## Work item
Go through the data from its first line and retype each line, stopping once the line containing "PR #677, opened 2024-06-20" has been retyped.

(Dataset excerpts)
______
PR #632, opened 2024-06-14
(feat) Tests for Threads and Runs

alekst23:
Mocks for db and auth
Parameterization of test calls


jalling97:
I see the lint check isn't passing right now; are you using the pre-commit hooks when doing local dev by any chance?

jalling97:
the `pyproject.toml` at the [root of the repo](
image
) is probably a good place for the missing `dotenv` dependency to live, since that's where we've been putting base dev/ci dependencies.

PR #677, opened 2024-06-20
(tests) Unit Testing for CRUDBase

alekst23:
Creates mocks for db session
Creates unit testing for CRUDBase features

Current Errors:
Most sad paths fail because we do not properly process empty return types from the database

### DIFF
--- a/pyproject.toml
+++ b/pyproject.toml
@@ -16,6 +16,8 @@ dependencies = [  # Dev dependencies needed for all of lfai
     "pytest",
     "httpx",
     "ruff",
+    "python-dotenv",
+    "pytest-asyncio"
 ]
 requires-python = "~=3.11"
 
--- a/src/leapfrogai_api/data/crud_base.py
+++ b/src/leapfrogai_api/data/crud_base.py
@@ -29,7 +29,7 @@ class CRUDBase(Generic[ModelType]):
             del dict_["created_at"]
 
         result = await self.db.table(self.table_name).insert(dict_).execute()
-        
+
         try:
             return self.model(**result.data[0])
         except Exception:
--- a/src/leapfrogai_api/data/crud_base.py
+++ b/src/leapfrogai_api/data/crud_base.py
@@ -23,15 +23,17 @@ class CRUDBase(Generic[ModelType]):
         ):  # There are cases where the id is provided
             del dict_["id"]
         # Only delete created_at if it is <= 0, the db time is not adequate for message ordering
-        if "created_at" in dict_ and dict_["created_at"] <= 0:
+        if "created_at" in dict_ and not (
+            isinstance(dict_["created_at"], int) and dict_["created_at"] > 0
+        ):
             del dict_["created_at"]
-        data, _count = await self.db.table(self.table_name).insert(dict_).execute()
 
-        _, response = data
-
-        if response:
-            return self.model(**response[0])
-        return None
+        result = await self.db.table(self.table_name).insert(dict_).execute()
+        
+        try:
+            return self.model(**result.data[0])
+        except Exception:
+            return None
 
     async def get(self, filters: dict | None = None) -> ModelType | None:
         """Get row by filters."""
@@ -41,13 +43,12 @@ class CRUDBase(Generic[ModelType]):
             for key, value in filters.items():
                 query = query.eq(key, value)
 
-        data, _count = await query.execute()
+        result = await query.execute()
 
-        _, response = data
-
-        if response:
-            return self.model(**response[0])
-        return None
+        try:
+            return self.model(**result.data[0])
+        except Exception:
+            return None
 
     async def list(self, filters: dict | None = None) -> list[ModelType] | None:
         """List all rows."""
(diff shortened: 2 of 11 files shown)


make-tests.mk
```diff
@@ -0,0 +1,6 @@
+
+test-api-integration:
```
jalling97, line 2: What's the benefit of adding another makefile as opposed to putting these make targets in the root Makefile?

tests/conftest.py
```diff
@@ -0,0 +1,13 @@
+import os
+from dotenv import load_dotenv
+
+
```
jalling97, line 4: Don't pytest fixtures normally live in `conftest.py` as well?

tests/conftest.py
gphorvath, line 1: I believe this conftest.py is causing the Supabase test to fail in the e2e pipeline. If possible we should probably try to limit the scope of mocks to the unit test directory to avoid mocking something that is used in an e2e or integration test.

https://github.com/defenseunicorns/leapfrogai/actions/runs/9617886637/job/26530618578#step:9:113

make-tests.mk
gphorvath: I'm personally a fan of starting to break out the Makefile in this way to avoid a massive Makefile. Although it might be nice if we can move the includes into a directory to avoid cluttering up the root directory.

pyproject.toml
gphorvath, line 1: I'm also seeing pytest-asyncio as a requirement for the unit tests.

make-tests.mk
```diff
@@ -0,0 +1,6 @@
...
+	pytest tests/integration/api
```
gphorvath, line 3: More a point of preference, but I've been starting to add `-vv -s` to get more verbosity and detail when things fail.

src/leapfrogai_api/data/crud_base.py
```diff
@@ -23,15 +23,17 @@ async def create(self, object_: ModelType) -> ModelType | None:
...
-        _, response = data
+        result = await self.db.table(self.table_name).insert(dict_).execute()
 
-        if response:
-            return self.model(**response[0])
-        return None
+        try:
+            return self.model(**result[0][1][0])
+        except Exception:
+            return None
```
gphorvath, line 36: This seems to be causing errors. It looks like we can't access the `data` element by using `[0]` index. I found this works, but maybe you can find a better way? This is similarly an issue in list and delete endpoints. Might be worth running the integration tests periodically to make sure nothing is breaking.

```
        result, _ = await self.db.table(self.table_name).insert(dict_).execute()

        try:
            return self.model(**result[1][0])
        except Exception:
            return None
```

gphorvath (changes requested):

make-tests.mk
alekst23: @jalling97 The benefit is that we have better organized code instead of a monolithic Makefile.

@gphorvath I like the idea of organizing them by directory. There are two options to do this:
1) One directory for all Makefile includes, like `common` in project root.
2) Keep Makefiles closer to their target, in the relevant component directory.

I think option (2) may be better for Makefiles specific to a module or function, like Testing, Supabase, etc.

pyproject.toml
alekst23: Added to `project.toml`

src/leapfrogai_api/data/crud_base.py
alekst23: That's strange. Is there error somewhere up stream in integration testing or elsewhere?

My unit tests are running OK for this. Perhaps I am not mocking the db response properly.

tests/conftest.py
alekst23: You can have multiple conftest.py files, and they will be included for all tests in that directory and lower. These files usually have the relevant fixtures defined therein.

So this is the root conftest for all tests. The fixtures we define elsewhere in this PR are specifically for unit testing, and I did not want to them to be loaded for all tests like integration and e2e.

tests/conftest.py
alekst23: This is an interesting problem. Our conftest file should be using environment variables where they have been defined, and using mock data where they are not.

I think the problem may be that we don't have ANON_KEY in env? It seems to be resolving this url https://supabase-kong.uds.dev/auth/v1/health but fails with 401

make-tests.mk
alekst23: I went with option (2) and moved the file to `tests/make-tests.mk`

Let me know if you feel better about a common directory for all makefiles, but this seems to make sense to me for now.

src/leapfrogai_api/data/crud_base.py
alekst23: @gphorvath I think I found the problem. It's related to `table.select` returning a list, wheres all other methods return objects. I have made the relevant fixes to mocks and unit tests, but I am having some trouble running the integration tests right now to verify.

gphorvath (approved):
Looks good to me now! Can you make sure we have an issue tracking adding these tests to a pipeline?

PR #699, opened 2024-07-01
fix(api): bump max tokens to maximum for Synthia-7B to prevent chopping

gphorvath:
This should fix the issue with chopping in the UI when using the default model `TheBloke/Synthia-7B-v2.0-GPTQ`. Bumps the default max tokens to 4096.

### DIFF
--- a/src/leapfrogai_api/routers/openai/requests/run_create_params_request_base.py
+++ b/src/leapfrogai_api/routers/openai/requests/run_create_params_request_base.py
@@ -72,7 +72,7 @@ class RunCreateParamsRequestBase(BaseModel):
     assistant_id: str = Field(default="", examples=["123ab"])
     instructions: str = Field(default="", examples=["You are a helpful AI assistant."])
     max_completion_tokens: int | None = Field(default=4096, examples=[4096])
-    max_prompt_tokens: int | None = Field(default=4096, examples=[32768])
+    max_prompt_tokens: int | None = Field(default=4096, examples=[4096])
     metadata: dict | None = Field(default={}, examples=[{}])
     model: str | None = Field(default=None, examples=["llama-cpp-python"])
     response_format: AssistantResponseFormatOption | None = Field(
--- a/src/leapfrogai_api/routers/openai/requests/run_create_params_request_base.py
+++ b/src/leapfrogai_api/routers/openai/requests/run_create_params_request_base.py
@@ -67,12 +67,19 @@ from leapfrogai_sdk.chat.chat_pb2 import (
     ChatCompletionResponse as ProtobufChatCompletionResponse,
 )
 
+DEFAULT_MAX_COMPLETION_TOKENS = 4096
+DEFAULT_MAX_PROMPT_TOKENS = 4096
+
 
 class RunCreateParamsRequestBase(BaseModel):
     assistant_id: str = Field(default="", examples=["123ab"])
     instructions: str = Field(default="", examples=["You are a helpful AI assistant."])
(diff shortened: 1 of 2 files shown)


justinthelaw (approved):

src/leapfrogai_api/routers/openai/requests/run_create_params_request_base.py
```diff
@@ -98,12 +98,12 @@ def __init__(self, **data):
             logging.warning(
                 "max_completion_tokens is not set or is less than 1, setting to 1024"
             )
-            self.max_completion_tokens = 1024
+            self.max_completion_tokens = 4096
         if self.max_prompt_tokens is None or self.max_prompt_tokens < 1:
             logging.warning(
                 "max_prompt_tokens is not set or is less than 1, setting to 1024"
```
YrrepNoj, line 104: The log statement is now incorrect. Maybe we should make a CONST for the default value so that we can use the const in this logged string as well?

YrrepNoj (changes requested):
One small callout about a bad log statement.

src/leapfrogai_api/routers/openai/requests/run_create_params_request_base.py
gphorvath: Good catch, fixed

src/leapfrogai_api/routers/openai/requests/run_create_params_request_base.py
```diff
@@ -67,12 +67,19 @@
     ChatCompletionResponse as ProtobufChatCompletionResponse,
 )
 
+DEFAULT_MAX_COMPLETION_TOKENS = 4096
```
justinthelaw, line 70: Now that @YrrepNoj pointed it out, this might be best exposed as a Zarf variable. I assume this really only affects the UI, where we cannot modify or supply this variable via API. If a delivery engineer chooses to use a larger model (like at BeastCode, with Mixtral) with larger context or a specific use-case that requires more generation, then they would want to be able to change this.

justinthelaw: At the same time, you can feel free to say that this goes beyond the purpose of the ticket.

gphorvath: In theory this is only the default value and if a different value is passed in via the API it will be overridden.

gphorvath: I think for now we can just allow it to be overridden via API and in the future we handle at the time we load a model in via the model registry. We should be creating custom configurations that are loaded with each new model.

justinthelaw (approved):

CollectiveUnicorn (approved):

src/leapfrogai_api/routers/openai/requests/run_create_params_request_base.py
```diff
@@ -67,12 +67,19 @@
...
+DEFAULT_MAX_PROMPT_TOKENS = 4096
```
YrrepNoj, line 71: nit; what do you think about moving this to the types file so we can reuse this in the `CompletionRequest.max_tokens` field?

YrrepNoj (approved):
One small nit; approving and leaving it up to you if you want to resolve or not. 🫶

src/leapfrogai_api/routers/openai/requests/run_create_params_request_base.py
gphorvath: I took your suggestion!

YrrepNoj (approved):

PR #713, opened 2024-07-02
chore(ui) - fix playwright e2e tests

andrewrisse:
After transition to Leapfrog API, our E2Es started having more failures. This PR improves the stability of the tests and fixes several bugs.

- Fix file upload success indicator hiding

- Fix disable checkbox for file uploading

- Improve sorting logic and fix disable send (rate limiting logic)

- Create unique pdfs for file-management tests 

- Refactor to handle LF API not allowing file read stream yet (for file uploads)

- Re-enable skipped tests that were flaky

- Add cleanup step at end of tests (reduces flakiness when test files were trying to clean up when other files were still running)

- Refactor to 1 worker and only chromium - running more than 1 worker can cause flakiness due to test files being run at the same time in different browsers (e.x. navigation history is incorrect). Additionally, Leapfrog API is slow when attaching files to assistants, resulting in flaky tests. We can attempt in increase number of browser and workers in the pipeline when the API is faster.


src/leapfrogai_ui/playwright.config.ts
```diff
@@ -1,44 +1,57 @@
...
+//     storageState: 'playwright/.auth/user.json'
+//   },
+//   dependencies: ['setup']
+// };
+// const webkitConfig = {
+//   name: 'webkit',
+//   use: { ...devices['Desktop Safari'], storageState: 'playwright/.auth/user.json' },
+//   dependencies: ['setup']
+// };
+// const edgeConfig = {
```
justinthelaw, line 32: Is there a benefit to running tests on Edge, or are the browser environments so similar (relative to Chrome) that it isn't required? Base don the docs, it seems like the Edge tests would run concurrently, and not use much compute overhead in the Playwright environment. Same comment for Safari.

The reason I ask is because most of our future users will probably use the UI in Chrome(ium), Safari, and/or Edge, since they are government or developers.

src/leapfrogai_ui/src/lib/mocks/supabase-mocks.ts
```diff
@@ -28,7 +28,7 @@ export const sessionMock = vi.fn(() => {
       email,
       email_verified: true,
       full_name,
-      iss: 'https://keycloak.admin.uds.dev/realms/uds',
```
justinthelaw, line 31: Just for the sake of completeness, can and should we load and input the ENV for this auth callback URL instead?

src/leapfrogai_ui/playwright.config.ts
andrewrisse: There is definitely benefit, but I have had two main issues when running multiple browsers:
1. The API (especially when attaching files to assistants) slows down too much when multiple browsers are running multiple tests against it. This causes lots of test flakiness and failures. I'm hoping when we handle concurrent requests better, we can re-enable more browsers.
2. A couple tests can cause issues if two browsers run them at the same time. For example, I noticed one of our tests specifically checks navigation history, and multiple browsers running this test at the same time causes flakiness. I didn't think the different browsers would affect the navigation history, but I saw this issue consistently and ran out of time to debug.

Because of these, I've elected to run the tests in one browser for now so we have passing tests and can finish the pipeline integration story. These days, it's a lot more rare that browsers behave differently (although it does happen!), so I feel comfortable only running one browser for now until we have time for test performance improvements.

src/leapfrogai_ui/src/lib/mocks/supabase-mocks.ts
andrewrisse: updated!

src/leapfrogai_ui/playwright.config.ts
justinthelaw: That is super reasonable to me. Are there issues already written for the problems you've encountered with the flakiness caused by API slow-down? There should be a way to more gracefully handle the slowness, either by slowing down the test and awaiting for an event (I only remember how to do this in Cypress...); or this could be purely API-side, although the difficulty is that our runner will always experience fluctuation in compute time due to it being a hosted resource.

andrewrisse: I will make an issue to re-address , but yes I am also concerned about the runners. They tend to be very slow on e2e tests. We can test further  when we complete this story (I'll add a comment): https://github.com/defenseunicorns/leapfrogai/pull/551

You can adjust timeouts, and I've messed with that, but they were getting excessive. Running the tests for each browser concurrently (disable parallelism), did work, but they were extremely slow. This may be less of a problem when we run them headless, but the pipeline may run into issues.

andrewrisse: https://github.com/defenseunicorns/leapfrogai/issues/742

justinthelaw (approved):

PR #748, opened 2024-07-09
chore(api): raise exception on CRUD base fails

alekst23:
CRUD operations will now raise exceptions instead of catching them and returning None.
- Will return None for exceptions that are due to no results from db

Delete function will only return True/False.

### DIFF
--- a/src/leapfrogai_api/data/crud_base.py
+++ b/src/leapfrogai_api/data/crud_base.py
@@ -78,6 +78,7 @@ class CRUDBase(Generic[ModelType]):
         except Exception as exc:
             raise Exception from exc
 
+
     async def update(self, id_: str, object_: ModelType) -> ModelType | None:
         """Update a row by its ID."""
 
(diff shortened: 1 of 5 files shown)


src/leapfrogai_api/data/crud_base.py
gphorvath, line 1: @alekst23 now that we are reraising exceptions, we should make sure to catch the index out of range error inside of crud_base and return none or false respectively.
______
## Your solution
PR #632, opened 2024-06-14
(feat) Tests for Threads and Runs

alekst23:
Mocks for db and auth
Parameterization of test calls


jalling97:
I see the lint check isn't passing right now; are you using the pre-commit hooks when doing local dev by any chance?

jalling97:
the `pyproject.toml` at the [root of the repo](
image
) is probably a good place for the missing `dotenv` dependency to live, since that's where we've been putting base dev/ci dependencies.

PR #677, opened 2024-06-20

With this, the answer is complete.